Seriously, will you ever look at another DEA agent on TV and not think of Walter White? Hank Schrader forever changed the landscape for future portrayals of DEA agents on TV. But what hasn’t changed is the very concept: what is a Drug Enforcement Agency? A special agency whose only job is to enforce laws associated with drugs? I mean there’s not a Corrupt Banking Enforcement Agency, right? Or, if there is, nobody knows about it because they have never actually enforced the law against any corrupt banker. One day in the future there may be a more memorable DEA agent on a TV show than Hank Schrader. In the meantime, however, these other DEA agents are the closest we are likely to see.
DEA
Yeah, that’s right, America’s most bizarre law enforcement agency actually had an entire show devoted to its alleged “war on drugs.” “DEA” lasted almost a year in the early 1990s and was notable less for its cast of actors than for its incorporation of real life cases to lend authenticity. Apparently, America or the Fox Network had a pretty incestuous relationship with Columbia and Mexico and Afghanistan because the show chose to focus its own particular brand of “war on drugs” excitement on a vicious cartel headquartered in Ecuador. Even the addition of actual footage from news and the questionable insertion of very real surveillance video was not enough to tap into the viewer the way that “Breaking Bad” would be able to do with its less realistic and more operatic conveyance of DEA “reality” would do later on.
Painkiller Jane
“Painkiller Jane.” What a great name for a DEA agent. If you enjoy obvious irony, I mean. Kind of like “Honest” John Goodman for the name of the Chief of the LAPD. “Painkiller Jane” was not really about the Drug Enforcement Agency beyond the set-up for its premise about a renegade DEA agent who saw something she wasn’t supposed to but instead of being eliminated for knowing too much was recruited for knowing not enough. But if you penetrate into the comic book world that “Painkiller Jane” presents, you can see that it is clearly a metaphor for the “war on drugs” allegedly being fought by the DEA in real life. The drug users were the “neuros” who were endowed with superhuman abilities thanks to mutations. Kind of like the drug drug dealers who endow themselves with power that extends far beyond their intellect because a bunch of sub-humans can’t live without coke, meth and heroin. “Painkiller Jane” started out as a DEA agent and remained one through the short-lived series, regardless of what the synopsis tells you.
Pensacola: Wings of Gold
“Pensacola: Wings of Gold” was not actually about DEA agents. For that matter, it also had nothing to do with Pensacola. Not the real one. Heck, not even a fictional one that remotely resembled the Florida Panhandle town which gave the show its identity.
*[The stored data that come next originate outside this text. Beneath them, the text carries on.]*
PR #850, opened 2026-08-20
Fix Codecs.negotiate() dropping supported encodings with whitespace

### LINKED ISSUE #847: Codecs.negotiate() fails to parse comma-separated grpc-accept-encoding values, silently falling back to Identity for most gRPC clients
## Summary

`Codecs.negotiate()` in `pekko-grpc-runtime` does not split comma-separated values in a single `grpc-accept-encoding` header occurrence. The result is that virtually every gRPC client other than grpc-java receives uncompressed responses, regardless of whether the server is configured to compress.

- **Version:** 1.1.1
- **Component:** `pekko-grpc-runtime` — `org.apache.pekko.grpc.internal.Codecs`

---

## Root cause

`Codecs.negotiate()` branches on the number of header *occurrences* returned by `Message-Accept-Encoding.findIn(headers)`:

```scala
if (accepted.isEmpty) {
  Identity
} else if (accepted.length == 1) {
  supportedByName.getOrElse(accepted.head, Identity)   // ← bug
} else {
  accepted.collectFirst { case a if supportedByName.contains(a) =>
    supportedByName(a) }.getOrElse(Identity)
}
```

Because pekko-http has no registered grammar for `grpc-accept-encoding`, `findIn` treats it as a raw custom header and returns one element per header *line*. The standard client wire format is a single line with a comma-separated list:

```
grpc-accept-encoding: identity, deflate, gzip
```

This produces `accepted = Seq("identity, deflate, gzip")` — length 1. The single-occurrence branch then does:

```scala
supportedByName.getOrElse("identity, deflate, gzip", Identity)
```

The whole string is not a key in `supportedByName`, so the lookup misses and the server falls back to `Identity`, serving an uncompressed response even though the client advertised gzip support.

The multi-occurrence branch (`else`) is correct — it checks each element individually — but no standard client sends multiple separate `grpc-accept-encoding` lines.

---

## Why grpc-java appears unaffected

grpc-java sends the header as a bare single token with no comma:

```
grpc-accept-encoding: gzip
```

`accepted.head` is then `"gzip"`, which does match `supportedByName`, so grpc-java accidentally triggers correct behaviour. This is not tolerance of the bug — it is simply never exposed by grpc-java's wire format.

**Affected clients** (confirmed to send the comma-separated form): grpc-python, grpc-go, grpc-node, grpcurl. Likely all non-Java gRPC implementations.

---

## Reproduction

Start any pekko-grpc server with gzip compression enabled and call it from grpc-python:

```python
import grpc
channel = grpc.insecure_channel("localhost:8080")
# grpc-python sends: grpc-accept-encoding: identity, deflate, gzip
```

Observe that the server response carries `grpc-encoding: identity` (or no `grpc-encoding` header) and an uncompressed payload, despite the client advertising gzip. Call the same endpoint from grpc-java and observe that the response is correctly compressed (`grpc-encoding: gzip`, valid 5-byte frame prefix, real gzip payload).

---

## Suggested fix

In the single-occurrence branch, split on commas before the lookup. The two branches can then be unified:

```scala
def negotiate(request: jm.HttpRequest): Codec = {
  val headers = extractHeaders(request)
  val accepted = `Message-Accept-Encoding`.findIn(headers)
  accepted
    .flatMap(_.split(','))
    .map(_.trim)
    .collectFirst { case name if supportedByName.contains(name) => supportedByName(name) }
    .getOrElse(Identity)
}
```

This correctly handles a comma-separated single occurrence, multiple separate occurrences, and the empty case, and it matches the behaviour of the existing multi-occurrence branch for the case that already worked.

---

## Additional context

A related but distinct question was raised in #286 (whether gzip should appear in `Message-Accept-Encoding` by default). This issue is different: it is about the server failing to recognise gzip even when the client explicitly advertises it.

haroldb1:
Motivation:
grpc-accept-encoding headers formatted with a space after the comma (e.g. "deflate, gzip", as sent by grpc-go/grpc-python/grpcurl) were never matched against supported codec names, silently downgrading negotiation to Identity even when the client offered gzip.

Modification:
Trim each split token in `Message-Accept-Encoding`.findIn before codec-name lookup.

Result:
Codecs.negotiate now correctly picks a supported codec regardless of whitespace around commas in grpc-accept-encoding.

Tests:
- sbt "runtime / testOnly org.apache.pekko.grpc.CodecsSpec" - pass

References:
Fixes #847

### DIFF
--- a/runtime/src/main/scala/org/apache/pekko/grpc/scaladsl/headers/headers.scala
+++ b/runtime/src/main/scala/org/apache/pekko/grpc/scaladsl/headers/headers.scala
@@ -44,7 +44,7 @@ object `Message-Accept-Encoding` extends ModeledCustomHeaderCompanion[`Message-A
     Try(new `Message-Accept-Encoding`(value))
 
   def findIn(headers: Iterable[jm.HttpHeader]): Array[String] =
-    headers.collectFirst { case h if h.is(name) => h.value().split(',') }.getOrElse(Array.empty)
+    headers.collectFirst { case h if h.is(name) => h.value().split(',').map(_.trim) }.getOrElse(Array.empty)
 
   /** Java API */
   def findIn(headers: java.lang.Iterable[jm.HttpHeader]): Array[String] = {
--- a/runtime/src/test/scala/org/apache/pekko/grpc/CodecsSpec.scala
+++ b/runtime/src/test/scala/org/apache/pekko/grpc/CodecsSpec.scala
@@ -72,6 +72,11 @@ class CodecsSpec extends AnyWordSpec with Matchers with TryValues {
       Codecs.negotiate(request) should be(Gzip)
     }
 
+    "negotiate gzip when grpc-accept-encoding uses comma+space separators (as sent by grpc-go/grpc-python/grpcurl)" in {
+      val request = HttpRequest(headers = immutable.Seq(RawHeader("grpc-accept-encoding", "deflate, gzip")))
+      Codecs.negotiate(request) should be(Gzip)
+    }
+
   }
 
   "Detecting message encoding from remote" should {


pjfanning (approved):
lgtm - thanks

PR #856, opened 2026-08-22
Update pekkoVersion to 2.0.0-M4

pjfanning:
Had to modify one file because it was using a deprecated method for queue.


runtime/src/main/scala/org/apache/pekko/grpc/internal/PekkoHttpClientUtils.scala
```diff
@@ -133,7 +133,7 @@ object PekkoHttpClientUtils {
 
     val (queue, doneFuture) =
       Source
-        .queue[HttpRequest](4242, OverflowStrategy.fail)
+        .queue[HttpRequest](4242)
```
pjfanning, line 136: @He-Pin does this look a good change to the queue?

He-Pin: yes,we should use the bounded queue now.

He-Pin (approved):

And it is exactly that disconnect between reality and fiction that makes the DEA agents who occasionally show up on “Pensacola: Wings of Gold” so memorable. Pensacola is a military town through and through and the whole premise of the show was to tap into that reality, however fictionalized beyond recognition it may have been. And yet there was this little story arc that had the military working with the DEA to bringing down a South American drug lord. You could make an entire TV series showing how jurisdiction urinating contests between American military and law enforcement officials result in unrestricted growth of drug cartel influence. You could. But that’s one vision of the DEA you never will see on TV.